WEST MEMPHIS -- The Crittenden County Quorum Court and the state Board of Corrections voted in separate meetings Tuesday to enter into a lease agreement that would allow the Southeast Arkansas Community Correction Center to move its operation from Pine Bluff to the vacant Crittenden County Hospital in West Memphis.
The move means some 350 female, nonviolent offenders -- many of whom are being treated for addiction -- would be transferred to the West Memphis facility in as soon as 60 days, said Kevin Murphy, chief deputy director of Arkansas Community Correction, which oversees the Pine Bluff women's prison and five other low-security state detention centers.
The move will require approval from Gov. Asa Hutchinson. No legislative action is required because the Board of Corrections has statutory authority to close and open facilities, Murphy said.
"This move will save the state of Arkansas several million dollars," Murphy said.
The move also will displace 136 employees at the Pine Bluff lockup. Community Correction representatives told the Board of Corrections in a meeting Tuesday at the Northeast Arkansas Community Correction Center in Osceola that they will do everything they can to find those employees jobs with Community Correction or the Arkansas Department of Correction.
Murphy said he expects between 10 percent and 15 percent of those employed at Pine Bluff to make the move to West Memphis.

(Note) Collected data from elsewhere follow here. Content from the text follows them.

PR #435, opened 2026-08-31
[2/5] Refactor: make the fragment parsing helpers private

GeorgWa:
**Pure refactor. Rename only, no functional change.**

`parse_fragment`, `fill_in_indices` and `calculate_fragment_numbers` only serve `flatten_fragments`, and nothing in alphabase, alphadia or peptdeep calls them. A leading underscore states that, and frees their signatures for the refactoring that follows.

Stacked on #434. Splitting #429.

### DIFF
--- a/alphabase/peptide/fragment.py
+++ b/alphabase/peptide/fragment.py
@@ -802,7 +802,7 @@ def mask_fragments_for_charge_greater_than_precursor_charge(
 
 
 @numba_njit(parallel=True)
-def fill_in_indices(
+def _fill_in_indices(
     frag_start_idxes: np.ndarray,
     frag_stop_idxes: np.ndarray,
     indices: np.ndarray,
@@ -877,7 +877,7 @@ def fill_in_indices(
 @numba_vectorize(
     [nb_.uint32(nb_.int8, nb_.uint32, nb_.uint32, nb_.uint32)], target="parallel"
 )
-def calculate_fragment_numbers(
+def _calculate_fragment_numbers(
     frag_direction: np.int8,
     frag_number: np.uint32,
     index: np.uint32,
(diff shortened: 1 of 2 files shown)


mschwoer (commented):
LGTM

alphabase/peptide/fragment.py
mschwoer, line 919: "fragment numbers" is kinda ambigous.. is this `counts`? or `enumeration`? not sure if it should be renamed now (depends on the radius of this change), but at last a comment would help :-)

Pine Bluff officials fought to keep the correction center in the city. Mayor Debe Hollingsworth expressed opposition to the move last week and started a petition drive to appeal to the governor. She could not be reached Tuesday for comment about the lease agreement.
The move has been a hot-button issue in Jefferson and Crittenden counties. Pine Bluff officials wanted to keep the center in Jefferson County, while some West Memphis residents fought to keep it out of Crittenden County.

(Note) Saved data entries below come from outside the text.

PR #436, opened 2026-08-31
[3/5] Refactor: extract the charged fragment type annotation and the pointer reannotation

GeorgWa:
**Pure refactor. No functional change, output bit-identical to main.**

Move two concerns out of the body of `flatten_fragments`, so the memory changes that follow are diffs in named helpers instead of a long function body.

- Return the series id, loss id, charge and direction as typed arrays instead of four parallel lists of Python ints. Tiling a typed array keeps its dtype, so the dense type/loss_type/charge/direction arrays no longer pass through an `int64` intermediate of 8 bytes per dense slot.

Stacked on #435. Splitting #429.

### DIFF
--- a/alphabase/peptide/fragment.py
+++ b/alphabase/peptide/fragment.py
@@ -802,7 +802,7 @@ def mask_fragments_for_charge_greater_than_precursor_charge(
 
 
 @numba_njit(parallel=True)
-def fill_in_indices(
+def _fill_in_indices(
     frag_start_idxes: np.ndarray,
     frag_stop_idxes: np.ndarray,
     indices: np.ndarray,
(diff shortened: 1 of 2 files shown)


alphabase/peptide/fragment.py
```diff
@@ -1052,37 +1122,23 @@ def flatten_fragments(
...
-        frag_type, charge = parse_charged_frag_type(charged_frag_type)
-        frag_charges.append(charge)
-        frag_types.append(FRAGMENT_TYPES[frag_type].series_id)
-        frag_loss_types.append(FRAGMENT_TYPES[frag_type].loss_id)
-        frag_directions.append(FRAGMENT_TYPES[frag_type].direction_id)
+    series_ids, loss_ids, charges, directions = _annotate_charged_frag_types(
+        fragment_mz_df.columns.values
+    )
 
+    # tiling the typed arrays keeps their dtype. A tiled list of Python ints gave
```
mschwoer, line 1129: "tiling the typed arrays keeps their dtype" -> I feel this is redundant? like "`a = 1+1 # this will stay an int`" ? also, second part of comment references previous implementation.

(I am not saying the information is not valuable, it's just that code is not the right place for it .. this would be a good example of the PR author commenting his own code to guide the review)

mschwoer (approved):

Crittenden County Quorum Court members voted 8-1 Tuesday morning in favor of the lease agreement during a three-hour meeting. Claude Steele voted against it, and four members were absent.
Residents spoke with passion both in favor and against leasing the former hospital to Community Correction.
Tammi Bell, a longtime West Memphis resident, said the Quorum Court moved too fast on the lease. She noted that homes with families and children, along with a day care and civic center, are located near the former hospital.
"I personally don't feel comfortable about this going here," she said. "I think rehab is great. I just don't want it in my city center."
Steve Lackey, a real estate developer in the area, was in favor of the lease agreement because of the lockup's expected economic benefits. The unit has an annual operating budget of about $6.8 million, including about $3.5 million in payroll, Murphy said.
"We need a shot in the arm in this county," Lackey said. "I wouldn't think of passing up an opportunity like this when the citizens of Jefferson County are fighting to keep it there. This is a no-brainer."
The three-story hospital has been unoccupied since it went bankrupt in August 2014. Crittenden County has owned the building since its construction more than 50 years ago and has spent more than $1 million to keep the lights on and maintain the building and grounds, according to County Judge Woody Wheeless.
Voters decided March 1 to direct funds toward building a new hospital in the city, and the Quorum Court had decided to pull the plug on the hospital March 1 until the Community Correction proposal surfaced.
The county will lease the hospital building to the state for 10 years for $1 a year. In return, the county is released of all maintenance and upkeep, which has amounted to $30,000 per month, according to Wheeless. The hospital campus includes a three-story professional building, which Community Correction will use for administrative offices. One floor of the former doctors' building could be leased to another state agency or to doctors who wish to return to the area, Murphy said.
The only change to the appearance of the hospital will be a privacy fence between the hospital and the professional building. That area will be used as a recreation area for the women housed there. The average stay by inmates is nine months, Murphy said.
Community Correction has occupied the Pine Bluff facility for 17 years. Officials began looking to move when it was determined that the facility needed upwards of $10 million in repairs.
Female inmates are spread out among 35 buildings in Pine Bluff; they can be housed under one roof in West Memphis. The hospital, which was built to accommodate 150 patients, can house at least four inmates to a room.
Community Correction will need to replace hospital doors with ones that are more secure, windows will have to be screwed shut from the outside, a part of the roof will have to be replaced and damage from a fire at the hospital will have to be repaired. The county has already been working on the fire-damaged area.
The cost to renovate the hospital is expected to be within the $650,000 budgeted by the state to repair the roof of the gymnasium at the Pine Bluff compound. The gym, where visitation is held on weekends, leaks and the air conditioning is inoperable, which requires visitation to be limited in the hot summer months. The $650,000 allotted to fix the roof isn't enough to cover the cost, prison officials have said.
Male inmates from Osceola would be utilized to renovate the Crittenden County Hospital, saving taxpayers money, Murphy said.